(REQUIRED ACTION)
Which lines hold the word "opened"? Copy each of them from the material.

*** Opening of DATA SUPPLIED ***

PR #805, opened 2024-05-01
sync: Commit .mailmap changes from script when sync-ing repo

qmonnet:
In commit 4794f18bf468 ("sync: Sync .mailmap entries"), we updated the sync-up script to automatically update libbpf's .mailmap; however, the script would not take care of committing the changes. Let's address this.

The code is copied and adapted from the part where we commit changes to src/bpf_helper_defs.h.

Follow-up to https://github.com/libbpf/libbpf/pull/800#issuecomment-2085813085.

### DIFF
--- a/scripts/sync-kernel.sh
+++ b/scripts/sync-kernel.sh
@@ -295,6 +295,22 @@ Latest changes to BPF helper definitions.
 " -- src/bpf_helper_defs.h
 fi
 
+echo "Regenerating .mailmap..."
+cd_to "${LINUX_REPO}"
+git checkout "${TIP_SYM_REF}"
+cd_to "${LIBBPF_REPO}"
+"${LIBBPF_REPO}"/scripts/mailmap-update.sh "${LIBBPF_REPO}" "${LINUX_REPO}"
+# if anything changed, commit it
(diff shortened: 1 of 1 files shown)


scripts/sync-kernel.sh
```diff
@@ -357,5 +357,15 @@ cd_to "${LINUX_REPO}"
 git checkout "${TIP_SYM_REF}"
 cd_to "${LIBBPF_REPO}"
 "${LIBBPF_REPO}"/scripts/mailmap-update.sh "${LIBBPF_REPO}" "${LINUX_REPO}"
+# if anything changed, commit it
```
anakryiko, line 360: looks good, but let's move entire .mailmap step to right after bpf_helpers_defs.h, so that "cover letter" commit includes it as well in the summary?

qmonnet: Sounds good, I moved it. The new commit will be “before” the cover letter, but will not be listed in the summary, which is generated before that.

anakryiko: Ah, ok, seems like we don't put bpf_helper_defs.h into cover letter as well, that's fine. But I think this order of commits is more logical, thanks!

*** Close of DATA SUPPLIED ***
*** Opening of DATA SUPPLIED ***

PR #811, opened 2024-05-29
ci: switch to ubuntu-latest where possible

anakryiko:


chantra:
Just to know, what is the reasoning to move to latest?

*** Close of DATA SUPPLIED ***

(REPLY TO THE EXERCISE)
PR #805, opened 2024-05-01
PR #811, opened 2024-05-29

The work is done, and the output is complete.